What the exercise asks
Starting with the first line of the records, write out each line exactly until you have included the line containing "Adds some improvements".

Data listing
PR #4309, opened 2025-12-05
Log store improvements

stefannica:
## Describe changes
Adds some improvements to the existing log store implementations:

1. introduces a generic OTEL log store flavor that can be connected to any OTEL/HTTP/JSON compatible log intake endpoint to store logs, but has not log fetching capabilities (picture shows logs emitted by zenml and stored in dash0).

Result for this exercise
PR #4309, opened 2025-12-05
Log store improvements

stefannica:
## Describe changes
Adds some improvements to the existing log store implementations:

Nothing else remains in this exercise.